В городке сохранилось множество бараков послевоенной и даже более ранней постройки, в некоторых из них были деревянные водопроводные трубы и земляные полы, в каких-то заброшенных поселках люди жили словно в параллельной реальности — без воды, электричества и отопления, без документов и без медицинской помощи, и даже милиция старалась туда лишний раз не соваться. По сравнению с этим суровым городом Челябинск казался совершенно гламурным и спокойным. И чужаков городок встречал по-особенному. Мой начальник рассказывал, что в его первый день в морге прорвало трубу и затопило подвал с трупами. Лифт не работал, и санитары по пояс в воде на руках поднимали тела на этаж, причем, у первого выловленного покойника была такая же фамилия, как у начальника. Тогда он понял, что попал в очень интересное место, и это впоследствии подтвердилось.
Меня тоже встретили без лишних церемоний. В первый же день я получил труп мужчины средних лет, найденный в чистом поле в соседнем районе, относящемся к обслуживаемой нами территории. Район этот в криминальном плане был еще «веселее», чем наш городок, но это я выяснил позже, а тогда смотрел на труп и постепенно осознавал: что-то тут не так. Вначале я заподозрил, что мужчину банально избили, но потом пришел к выводу, что его переехало какое-то транспортное средство. Налицо были все признаки переезда: рваная одежда, полосы давления, «первичный щипок», переломы почти всех костей грудной клетки, разрывы и отрывы внутренних органов. Начальник удивился такой моей самоуверенности, но, осмотрев повреждения, согласился. Потратил я тогда на вскрытие часов шесть, но был доволен тем, что разобрался в механизме образования травм. Человека по фамилии Робинзон переехала сеялка, когда он, будучи пьяным, спал в чистом поле. Что делала сеялка в июне в поле, как там оказался этот мужчина и почему они встретились — все это придавало некую «сакральность» месту, в которое я попал.
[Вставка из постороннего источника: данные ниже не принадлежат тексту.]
PR #7468, opened 2020-01-02
No issue: remove lint baseline file

mcomella:
More code for you to remove! 😁 

### Pull Request checklist

### After merge

1. click on Show All Checks,


jonalmeida:
With warningsAsErrors, would this cause the builds to fail now or just clog up the build log? There's an unused import so I'm not sure if that would happen or not. Maybe we should incrementally remove those baseline warnings instead if that's the case?

mcomella:
> With warningsAsErrors, would this cause the builds to fail now or just clog up the build log? 

This is a change for Android Lint, which does not have `warningsAsErrors` enabled (that's kotlin). It also runs as a separate task so it will not clog up the build log (but in any case, I believe it writes it to an HTML/XML report instead of printing straight to the build log anyway).

> There's an unused import so I'm not sure if that would happen or not.

This is for ktlint, which is unrelated.

> Maybe we should incrementally remove those baseline warnings instead if that's the case?

I think I've addressed your concerns in a good way but let me know if you disagree. :)

mcomella:
Addressed the ktlint error.

mcomella:
> # Configuration problem
> 
> bors.toml: not found

# 🙀

hakkikaancaliskan:
Isn't bors removed from Fenix?

jonalmeida:
Oh right, I forget. :)

PR #7470, opened 2020-01-02
Issue 7281 move set startup metrics to worker thread

MarcLeclair:
### Pull Request checklist

### After merge

1. click on Show All Checks,


app/src/main/java/org/mozilla/fenix/utils/Settings.kt
```diff
@@ -36,6 +37,7 @@ import java.security.InvalidParameterException
 /**
  * A simple wrapper for SharedPreferences that makes reading preference a little bit easier.
  */
+@AnyThread
```
mcomella: nit: I don't think this clearly means, "Thread Safe" to most people (I've gotten questions about my use of `@UiThread` annotations and I think those are clearly). I think we should comment "thread safe" in the kdoc.

app/src/main/java/org/mozilla/fenix/components/metrics/GleanMetricsService.kt
```diff
@@ -495,7 +496,7 @@ class GleanMetricsService(private val context: Context) : MetricsService {
         }
         // setStartupMetrics is not a fast function. It does not need to be done before we can consider
         // ourselves initialized. So, let's do it, well, later.
-        gleanSetStartupMetrics = MainScope().launch {
+        gleanSetStartupMetrics = MainScope().launch(IO) {
             setStartupMetrics()
```
mcomella: This doesn't remove the redundant computation in `setStartupMetrics`, wasting user's battery and clogging up our worker threads.

app/src/main/java/org/mozilla/fenix/utils/Settings.kt
MarcLeclair: Could we possibly refer to the Android Doc? Where I agree we can put in the kdoc, I think this at least makes it clear to anyone with the source code too since you can command+click into the code 😄

mcomella:
After Will's `BrowsersCache` PR, I noticed this takes ~17.15ms on my P2, which is ~0.70% of startup. This doesn't seem like a huge win but if it's safe and free (which I'm not sure it is), we could take it.

mcomella:
I didn't do extensive research but `SearchEngineManager.defaultSearchEngine`, which is read by `setStartupMetrics`, does not appear to be thread safe. We'd have to validate this and potentially other methods. I'd rather focus on other larger low-hanging fruit in the short term.

@MarcLeclair What do you think? Do you agree or see something differently?

MarcLeclair:
@mcomella  talking to the Glean team (more specifically @Dexterp37 ), I was told that any metrics set up was okay to do asynchronously. I'm taking a look as we speak to verify myself 😄

MarcLeclair:
Also, looking at `SearchEngineManager`, I see that they use it asynchronously by initializing it with a `scope` object. I'll edit my comment as I dig in the code 👍

Dexterp37:
> 
> 
> @mcomella talking to the Glean team (more specifically @Dexterp37 ), I was told that any metrics set up was okay to do asynchronously. I'm taking a look as we speak to verify myself 😄

More precisely: the Glean metrics APIs do not care which thread they are called from. Collecting data before it's pushed to the Glean SDK might be different, though.

mcomella:
Next steps:
- @MarcLeclair will sanity check another mid-range device to see if it also has perf problems in `setStartupMetrics()`
- @MarcLeclair will put the associated issue back into triage. We'll focus on issues that affect both devices first and, if we get P2 over the finish line but the G5 is lagging behind, take this bug out to improve performance on the G5.

mcomella:
Rationale: ^ we want to make changes that improve all devices so we shouldn't focus right on the G5 but we should sanity check a similar device to see if it also has problems.

mcomella:
This isn't actively being worked on so I'm going to close the PR to keep the Fenix PRs list clean. That being said, we may still wish to fix the associated issue so this may get reopened.

Issue #7425, opened 2019-12-31
Redundant expensive calls to `Browsers.all` in `LeanplumMetricsService.start`


mcomella:
`LeanplumMetricsService.start` calls two of our methods that take up :
- `getInstalledMozillaProducts`
- `getMozillaBrowsersDefault`

Both of these methods call `Browser.all` redundantely for a total of ~40ms on my Pixel 2. Eyeballing it, these calls together appear to take 35-40% of `LeanplumMetricsService.start()` which is already a huge part of startup.

Can we wait to call these until after startup or at least only initialize `Browsers` once?

hawkinsw:
FYI: This will not be a startup issue after @MarcLeclair lands the patch to move `setStartupMetrics` off the main thread. 

That does not mean, however, that the underlying issue will be fixed.

mcomella:
> FYI: This will not be a startup issue after @MarcLeclair lands the patch to move `setStartupMetrics` off the main thread.

@hawkinsw `setStartupMetrics` does not seem related to Leanplum: I only see `GleanMetricsService.setStartupMetrics`. Am I missing something?

mcomella:
Oh, I see a similar pattern in GleanMetricsService, which must be what Will means: https://github.com/mozilla-mobile/fenix/blob/c3389dcdb58d0853e97ed4fb9bc9e13dd1936ee8/app/src/main/java/org/mozilla/fenix/components/metrics/GleanMetricsService.kt#L507

hawkinsw:
> Oh, I see a similar pattern in GleanMetricsService, which must be what Will means:
> 
> https://github.com/mozilla-mobile/fenix/blob/c3389dcdb58d0853e97ed4fb9bc9e13dd1936ee8/app/src/main/java/org/mozilla/fenix/components/metrics/GleanMetricsService.kt#L507

Sorry, these are really two different things. `GleanMetricsService.setStartupMetrics` does use these methods and @MarcLeclair 's patch will move those off the MT. 

I will go back and look into potential mitigations w.r.t this and Leanplum. Sorry for the confusion. I will assign this to myself.

hawkinsw:
See also https://github.com/mozilla-mobile/fenix/pull/7477

hawkinsw:
QA: To verify, I think that there are two options:

1. Check that metrics (Leanplum, Glean, etc) gathered about a user's device should contain an accurate list of all installed browsers. 
[...]

PR #7475, opened 2020-01-02
Issue #7425: Set Leanplum user attributes asynchronously

hawkinsw:
It is possible to delay setting the user attributes until after initializing Leanplum. Because getting the values needed to fill out the user attributes can be slow, this will save us time on startup.

There is a risk, however. 

When calling `Leanplum.start()` with user attributes, the Leanplum session (on the server) is always has associated user attributes. When calling `Leanplum.start()` without user attributes and setting the user attributes later (using `Leanplum.setUserAttributes()`), the session on the server starts without any associated attributes. When a session's user attributes are set in this two-step dance, there is a time where sessions stored on the server will not have any associated attributes. As a result, it is possible that Leanplum analytics on the server for a particular session may not have valid attributes if the user's device loses network connectivity after the call to `Leanplum.start()` and before the call to `Leanplum.setUserAttributes()`. 

### Pull Request checklist

### After merge

1. click on Show All Checks,

### DIFF
--- a/app/src/main/java/org/mozilla/fenix/components/metrics/LeanplumMetricsService.kt
+++ b/app/src/main/java/org/mozilla/fenix/components/metrics/LeanplumMetricsService.kt
@@ -10,6 +10,9 @@ import com.leanplum.Leanplum
 import com.leanplum.LeanplumActivityHelper
 import com.leanplum.annotations.Parser
 import com.leanplum.internal.LeanplumInternal
+import kotlinx.coroutines.Dispatchers
+import kotlinx.coroutines.MainScope
+import kotlinx.coroutines.launch
 import org.mozilla.fenix.BuildConfig
 import org.mozilla.fenix.ext.settings
 import java.util.UUID.randomUUID
@@ -70,17 +73,30 @@ class LeanplumMetricsService(private val application: Application) : MetricsServ
 
         LeanplumActivityHelper.enableLifecycleCallbacks(application)
 
-        val installedApps = MozillaProductDetector.getInstalledMozillaProducts(application)
+        Leanplum.start(application)
 
-        Leanplum.start(application, hashMapOf(
-            "default_browser" to MozillaProductDetector.getMozillaBrowserDefault(application).orEmpty(),
-            "fennec_installed" to installedApps.contains(MozillaProductDetector.MozillaProducts.FIREFOX.productName),
-            "focus_installed" to installedApps.contains(MozillaProductDetector.MozillaProducts.FOCUS.productName),
-            "klar_installed" to installedApps.contains(MozillaProductDetector.MozillaProducts.KLAR.productName),
-            "fxa_signed_in" to application.settings().fxaSignedIn,
-            "fxa_has_synced_items" to application.settings().fxaHasSyncedItems,
-            "search_widget_installed" to application.settings().searchWidgetInstalled
-        ))
+        MainScope().launch(Dispatchers.IO) {
+            val installedApps = MozillaProductDetector.getInstalledMozillaProducts(application)
+
+            Leanplum.setUserAttributes(
+                hashMapOf(
+                    "default_browser" to
+                            MozillaProductDetector.getMozillaBrowserDefault(application).orEmpty(),
+                    "fennec_installed" to
+                            installedApps.contains(MozillaProductDetector.MozillaProducts.FIREFOX.productName),
+                    "focus_installed" to
+                            installedApps.contains(MozillaProductDetector.MozillaProducts.FOCUS.productName),
+                    "klar_installed" to
+                            installedApps.contains(MozillaProductDetector.MozillaProducts.KLAR.productName),
+                    "fxa_signed_in" to
+                            application.settings().fxaSignedIn,
+                    "fxa_has_synced_items" to
+                            application.settings().fxaHasSyncedItems,
+                    "search_widget_installed" to
+                            application.settings().searchWidgetInstalled
+                )
+            )
+        }
     }
 
     override fun stop() {


app/src/main/java/org/mozilla/fenix/components/metrics/LeanplumMetricsService.kt
```diff
@@ -70,17 +73,30 @@ class LeanplumMetricsService(private val application: Application) : MetricsServ
...
-        ))
+        Leanplum.start(application)
+
+        MainScope().launch(Dispatchers.IO) {
+            val installedApps = MozillaProductDetector.getInstalledMozillaProducts(application)
+
+            Leanplum.setUserAttributes(
+                hashMapOf(
+                    "default_browser" to
+                            MozillaProductDetector.getMozillaBrowserDefault(application).orEmpty(),
```
mcomella: This PR doesn't remove the redundant computation in each of the `MozillaProductDetector` method calls, which are wasting the users battery & clogging up our background threads.

hawkinsw:
> Curious to ask since I can't find an answer after extensively googling... Looking at the Coroutine Docs, and seeing how the `MainScope()` [is used](https://github.com/Kotlin/kotlinx.coroutines/blob/master/docs/coroutine-context-and-dispatchers.md#coroutine-scope), would we have to explicitly cancel it in this case?

Very good point. We discussed this asynchronously on slack. Thanks for bringing it up.

mcomella:
I have a few thoughts.

Are we sure this is safe to call when not on the UI thread? I noticed that `Leanplum.start` is not documented as thread safe. Looking at the code, I see it assigning to a few variables that are not synchronized, nor `@Volatile`.

Are we seeing worthwhile gains? In a local profile before this patch, inside `LeanplumMetricsService.start`, I see:
* This is the first method to prime the `BrowsersCache` (20.75ms on Pixel 2)
* `TuplesKt.to` is visible but takes a minimal amount of time (1.23 ms on Pixel 2)

I don't think this is significant enough to put on a background thread but maybe I missed something. However, if we wanted to improve this, I think it might be safer to "prime" `BrowsersCache` on a background thread in anticipation of this code, due to the reasons above and below.

---

Thanks for the explanation of the possible side effects, hawkinsw. I noticed an additional one [in the docs](https://docs.leanplum.com/reference#user-attributes):

> // Passing attributes at session start allows us to target content based on the attributes.
> Leanplum.start(userAttributes: ["gender":"Female", "age": 29])
>
> // You can also pass them later on in the session, but you won't be able to
> // target variables or messages at these for that session.
> Leanplum.setUserAttributes(["gender":"Female", "age": 29])

Earlier on in the docs, they mention:

> Each session has its own user attributes, but they get copied from one session to the next.

And [elsewhere](https://docs.leanplum.com/reference#sessions) they mention that sessions can be paused/resumed and how new sessions are created:

> When the app is backgrounded, Leanplum will pause the session. When the app is re-opened, the session will resume. If the pause (background) lasts over 30 minutes, resuming the session will count as a new session. 

It sounds like our first session would not be targetable on these attributes and a new session will not create until 1) (maybe, based on when `Leanplum.start` is called) the process is restarted or 2) the app hasn't been used in 30 minutes.

I'm concerned this might not meet our product requirements. That being said, if we can resolve the other concerns, we can bring this to our Leanplum consumers and discuss the trade-offs.

---

@hawkinsw What are your thoughts?

hawkinsw:
> I have a few thoughts.
> 
> Are we sure this is safe to call when not on the UI thread? I noticed that `Leanplum.start` is not documented as thread safe. Looking at the code, I see it assigning to a few variables that are not synchronized, nor `@Volatile`.

I don't see the problem. We are not calling `.start()` off MT with this patch. I must not be understanding correctly what you are saying. 

Calling `.start()` off MT is *definitely* not safe. We have documented the issues with doing *that* in other issues. However, doing `.setUserAttributes()` off MT is okay, I think.

> 
> Are we seeing worthwhile gains? In a local profile before this patch, inside `LeanplumMetricsService.start`, I see:
> 
>     * This is the first method to prime the `BrowsersCache` (20.75ms on Pixel 2)
> 
>     * `TuplesKt.to` is visible but takes a minimal amount of time (1.23 ms on Pixel 2)
> 
> 
> I don't think this is significant enough to put on a background thread but maybe I missed something. However, if we wanted to improve this, I think it might be safer to "prime" `BrowsersCache` on a background thread in anticipation of this code, due to the reasons above and below.
> 
> Thanks for the explanation of the possible side effects, hawkinsw. I noticed an additional one [in the docs](https://docs.leanplum.com/reference#user-attributes):
> 
> > // Passing attributes at session start allows us to target content based on the attributes.
> > Leanplum.start(userAttributes: ["gender":"Female", "age": 29])
> > // You can also pass them later on in the session, but you won't be able to
> > // target variables or messages at these for that session.
> > Leanplum.setUserAttributes(["gender":"Female", "age": 29])
> 
> Earlier on in the docs, they mention:
> 
> > Each session has its own user attributes, but they get copied from one session to the next.
> 
> And [elsewhere](https://docs.leanplum.com/reference#sessions) they mention that sessions can be paused/resumed and how new sessions are created:
> 
> > When the app is backgrounded, Leanplum will pause the session. When the app is re-opened, the session will resume. If the pause (background) lasts over 30 minutes, resuming the session will count as a new session.
> 
> It sounds like our first session would not be targetable on these attributes and a new session will not create until 1) (maybe, based on when `Leanplum.start` is called) the process is restarted or 2) the app hasn't been used in 30 minutes.
> 
> I'm concerned this might not meet our product requirements. That being said, if we can resolve the other concerns, we can bring this to our Leanplum consumers and discuss the trade-offs.
> 
> @hawkinsw What are your thoughts?

This, more operational issue, seems like the real question. Great catch! Should we bring in someone from the team that actually uses Leanplum to decide whether or not this is necessary?

mcomella:
Next steps: 
- @mcomella will check with Leanplum consumers if this trade-off is acceptable (yes/no answer, they shouldn't need to think about it)
- If so, we should investigate if the change is worth making
- If it is, we can investigate the viability of making the change further

mcomella:
@hawkinsw Our Leanplum consumers mentioned we need _some_ user attributes for the first session. In particular:

> important ones: default browser, fennec installed, search widget installed

Given the increasing scope and my earlier Pixel 2 measurement where I didn't notice any significant wins, I'm inclined to say we defer this in favor of higher impact work but I'm happy to hear your thoughts.

hawkinsw:
Agree 100 percent. Thank you for confirming with the LP consumers.

mcomella:
I'm closing to close this and move the issue back to "Needs triage". We can reopen if we revisit the issue. Thanks for putting this together, hawkinsw.

mcomella:
This PR pointed at #7425, which was fixed by the `BrowsersCache` change, so I filed a new issue: https://github.com/mozilla-mobile/fenix/issues/7704

Issue #7281, opened 2019-12-18
Move setStartupMetrics() to worker thread to reduce start up time of Fenix 


MarcLeclair:
### Why/User Benefit/User Problem
Currently, every time the application starts up , we see a heavy load from `setStartupMetrics()` . I.e: on a 5 seconds start up time, the method can take up to 500ms (on a Moto G5+). This can mean up to 10% of load time only on setting up Metrics.

* Talking with the Glean team, it seems that we can initialize metrics on a separate threads. I'm not sure if there was a specific reason in Fenix for us to just initialize it on the UI thread.

### Impact
Longer start up, means less appealing to users. 

### Acceptance Criteria (how do I know when I’m done?)
The method doesn't run on initialization ( or is done in a separate thread)

boek:
I know @hawkinsw has spent some time looking at this. You might want to connect with him to share some context!

hawkinsw:
@mcomella Based on your comment from a different issue, I know that you had some hesitations with accessing Settings off MT. We will need to address your fear before this can go forward, I think.

hawkinsw:
Though caching the results of `Browsers.all()` (see PR: XX) will make the performance of `setStartupMetrics` better, I do not think that it is a bad idea to also do it asynchronously. @mcomella and @MarcLeclair, what do you think?

mcomella:
We spoke on Zoom: iirc, after hawkinsw's change, we noticed this affected the G5 pretty heavily but didn't affect the P2. We decided that, for now, we should focus on changes that only affect both reference devices. As such, I'm sending this back to triage.

mcomella:
See the WIP in https://github.com/mozilla-mobile/fenix/pull/7470.

mcomella:
Dupe https://github.com/mozilla-mobile/fenix/issues/7448

PR #7477, opened 2020-01-03
No Issue: Cache the results of getMozillaBrowserDefault and getInstalledMozillaProducts

hawkinsw:
Calling `getMozillaBrowserDefault` and `getInstalledMozillaProducts` can return cached results. Doing so will increase performance of Fenix on startup.

### Pull Request checklist

### After merge

1. click on Show All Checks,

### DIFF
--- a/app/src/main/java/org/mozilla/fenix/components/metrics/MozillaProductDetector.kt
+++ b/app/src/main/java/org/mozilla/fenix/components/metrics/MozillaProductDetector.kt
@@ -27,8 +27,29 @@ object MozillaProductDetector {
         LOCKWISE("mozilla.lockbox")
     }
 
+    // The results of getInstalledMozillaProducts or getMozillaBrowserDefault can be cached. When
+    // either of those functions is called with the same context as the previous invocation, return
+    // the cached results from cachedMozillaProducts or cachedDefaultBrowserPackageName, respectively.
+    private var cachedContext: Context? = null
+    private var cachedMozillaProducts: MutableList<String>? = null
+    private var cachedDefaultBrowserPackageName: String? = null
+    private var cachedDefaultBrowserPackageNameSet: Boolean = false
+
+    /**
+     * Returns a list of the Mozilla products installed on the user's device.
+     */
+    @Synchronized
     fun getInstalledMozillaProducts(context: Context): List<String> {
-        val mozillaProducts = mutableListOf<String>()
+        // If there is a cached context and there is a cached list of products, return the cached
+        // list of products if _context_ and _cachedContext_ are equal.
+        if (cachedContext != null && cachedMozillaProducts != null && context == cachedContext) {
+            return cachedMozillaProducts!!
+        }
+
+        // Otherwise, set the cached context and build the list of installed products.
+        cachedContext = context
+
+        var mozillaProducts = mutableListOf<String>()
 
         for (product in MozillaProducts.values()) {
             if (packageIsInstalled(context, product.productName)) { mozillaProducts.add(product.productName) }
@@ -40,7 +61,8 @@ object MozillaProductDetector {
             }
         }
 
-        return mozillaProducts
+        cachedMozillaProducts = mozillaProducts
+        return cachedMozillaProducts!!
     }
 
     private fun packageIsInstalled(context: Context, packageName: String): Boolean {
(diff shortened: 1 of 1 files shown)


app/src/main/java/org/mozilla/fenix/components/metrics/MozillaProductDetector.kt
```diff
@@ -27,8 +27,29 @@ object MozillaProductDetector {
         LOCKWISE("mozilla.lockbox")
     }
 
+    // The results of getInstalledMozillaProducts or getMozillaBrowserDefault can be cached. When
+    // either of those functions is called with the same context as the previous invocation, return
+    // the cached results from cachedMozillaProducts or cachedDefaultBrowserPackageName, respectively.
+    private var cachedContext: Context? = null
+    private var cachedMozillaProducts: MutableList<String>? = null
+    private var cachedDefaultBrowserPackageName: String? = null
+    private var cachedDefaultBrowserPackageNameSet: Boolean = false
```
mcomella: How does this improve startup time? afaik, at most call sites we create multiple instances but instance variable caching would not improve this behavior.

Also, I think the callers can do instance caching more simply:
```kotlin
val installedMozillaProducts = Browsers.all().getInstalledMozillaProducts(context)
```

---

fwiw, before we invest too much time into caching, which is generally complex, I'd rather ensure:
- Browsers is defined efficiently: it seems to initialize more functionality than it needs to return the results for a single method call
- We only call Browsers when necessary & we re-use the calculations from Browsers if it's used multiple times in the same place
- When possible, we defer Browsers calls to other threads

I'm not sure if we've done this already.

mcomella: Oh, this is in `MozillaProductDetector`: let me look again.

hawkinsw:
Yes.

app/src/main/java/org/mozilla/fenix/components/metrics/MozillaProductDetector.kt
mcomella: To take a step back and look at the root cause, on startup we initialize Browsers, a slow operation, 6 times. 5 of these calls are wrapped in the MozillaProductDetector methods. They are in:
- LeanplumMetricsService 2x
- GleanMetricsService 3x
- HomeFragment.onStart calls `Settings.showPrivateModeContextualFeatureRecommender`

Furthermore, `MozillaProductDetector.getInstalledMozillaProducts` calls `packageIsInstalled`, which is slow but takes only ~15% of the time as `Browsers.all`, 3 times during startup.

To be thorough, outside of startup, `DefaultBrowserSettingsFragment` calls Browsers 3 times when shown & `IntentReceiverActivity` calls it once per processed Intent (I think that's most intents besides the homescreen intent).

---

I think the root cause is that the existing code doesn't treat `Browsers` (and its wrappers) as an expensive operation. This root cause has three PRs opened against it: this, https://github.com/mozilla-mobile/fenix/pull/7475, and https://github.com/mozilla-mobile/fenix/pull/7470. I think we should try to unify our solution.

Your patch partially addresses the root cause by adding caching in the wrapper but it can do better by also addressing the re-use of Browsers. Another issue that I see with the current implementation is that it caches the content indefinitely which may lead to incorrectness: if the user has backgrounded the app and returns, they may have uninstalled valid Mozilla products or changed their default browser. Even if the app remains open, app installations can change in the background, e.g. if the Play Store just finished installing an app or via adb.

Furthermore, after we add caching, we should question whether it's still valuable to initialize Leanplum & Glean metrics on a worker thread.

To try to sum up my thinking, **I think we should get these values once during startup and keep things on the main thread to keep it simple.** If LeanplumMetrics and GleanMetrics are still slow, we can file a follow-up issue to address it because we'll still have big wins by reducing `Browsers` calls from 6 to 1.

MarcLeclair:
I think I would agree with unifying a solution in this case since it seems as if the issue that @hawkinsw  is trying to address here and the one I was in #7281 have a deeper root cause than what we originally saw ( at least for my ticket).  So, to resume my thought, I think that addressing the root problem is ideal instead of just throwing it on a worker thread and forgetting about it.

mcomella:
Closed in favor of https://github.com/mozilla-mobile/fenix/pull/7490.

За несколько лет работы в этом чудесном городе я увидел все, что только бывает в судебной медицине, за исключением авиационной травмы. Ольга Алексеевна в силу возраста не исследовала трупы и занималась приемом живых лиц («недобитых», как ласково называл их мой начальник), а мы трудились в секционном зале. Со временем начальник, видя мой энтузиазм и старательность, стал мне доверять до такой степени, что мог позвонить в воскресенье вечером и сказать, что не хочет завтра идти на работу и поедет вместо этого на рыбалку. Я приезжал в морг и вскрывал за двоих, ибо за выходные всегда накапливалось много покойников. Я на такие действия даже и не думал обижаться, потому что понимал: мне доверяют, да и опыт нарабатывался так гораздо быстрее, чем при обычном темпе работы.
Были в этом, конечно, и свои минусы — при таком потоке говорить о хорошем качестве исследования не приходилось. Максимальное количество трупов, которое мне довелось вскрыть в тот период, — это двенадцать за день, и из них не меньше половины составляли травмы и убийства. В конце рабочего дня, сняв перчатки, я не мог унять дрожь в руках».